上午会议结束,工区组长各自拿了几份文件资料回各自工区,以便动员群众,推行改制。而身为领头雁,欧阳松面对林场飞鸟各投林的现状百感交集。在他的记忆深处,翻开自五八年建场以来历史,搞了近四十年公有制,到如今林场大多数职工仍在温饱线附近徘徊,每个月巴巴等待那三百元工资,有时还会面临拖欠危险。因贫困他们节衣缩食,在林边地拓荒,搞起了小资主义。因长期居留山林,子女的教育成材困境自然不必赘言,就业成了老大难问题。
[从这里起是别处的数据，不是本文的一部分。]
PR #2, opened 2019-12-17
Update Readme for jaeger chart

scottrigby:
See #1 for context.

This chart should initially fail CI, until I push another commit that bumps the version, then it should pass.

Signed-off-by: Scott Rigby <scott@r6by.com>

### DIFF
--- a/charts/jaeger/README.md
+++ b/charts/jaeger/README.md
@@ -68,10 +68,16 @@ data:
 
 ## Installing the Chart
 
+Add the Jaeger Tracing Helm repository:
+
+```console
+$ helm repo add jaegertracing https://jaegertracing.github.io/helm-charts
+```
+
 To install the chart with the release name `myrel`, run the following command:
 
 ```bash
-$ helm install incubator/jaeger --name myrel
+$ helm install jaegertracing/jaeger --name myrel
 ```
 
 After a few minutes, you should see a 3 node Cassandra instance, a Jaeger DaemonSet, a Jaeger Collector, and a Jaeger Query (UI) pod deployed into your Kubernetes cluster.
@@ -79,7 +85,7 @@ After a few minutes, you should see a 3 node Cassandra instance, a Jaeger Daemon
 IMPORTANT NOTE: For testing purposes, the footprint for Cassandra can be reduced significantly in the event resources become constrained (such as running on your local laptop or in a Vagrant environment). You can override the resources required run running this command:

因远离城市,医疗保健简直可望而不可即,犯病尽可能挖中草药医治几乎成了每个人的基本技能,他们绝大部分人熟知几十种在外人看起来根本没听说过的药材。以前附近几个村寨的农民对我们蛮尊敬的,现在变了,他们没那么亲热地叫“老兄” 了,而是想打招呼就打,打时也不叫老兄,只是点个头而已,要不干脆视如陌路。是啊,农民朋友富了,好的土地政策使他们成为大地真正的主人,他们不愁吃不愁穿,相当一部分脱离大地束缚而变成富余劳动力闯进市场经济。说句老实话,对失火后的烂摊子,欧阳松缺乏信心,他不信凭自己个人力量可以改观近二百号人的生存状态。但是当他听到改革的号角即将吹进山林时,他全身肺腑又为之一振,所有那些僵化的神经元细胞统统被激活了。他热烈拥护改制政策,主张私有化道路。他认为改制的步伐越快越好。他能够预料改制的过程步履维艰,只不过他坚信改制的大方向绝对正确,凡事只要方向对头,成功就得了一半,这就如同一条最浅显的常识:新生儿的诞生怎么不伴随血的阵痛和生命的啼哭呢?一切顺应历史规律的新事物,任何个人和势力不该阻挡,也无法阻挡。谁如果那么去做,便应了那则关于螳螂的成语故事。的的确确,螳螂的渺小贻笑大方,而它的愚昧更令人深省……
这天下午,欧阳松仿佛“长大”了许多,他觉得自己有责任有义务找钟桧交交心,把把这家伙脉博,医冶他的病根。
钟桧家在第八工区宿舍,是一排青砖灰瓦平房中的一套。钟桧女人好不容易碰到日头天,正在太阳底下拿一面簸箕簸糯米,看场长欧阳朝这儿走,估摸十之八九是来找她老钟,便撇下圆箕,笑吟吟地迎着道:“欧阳场长你稀客哟,不忙场里那款,倒深入基层体验生活呀。”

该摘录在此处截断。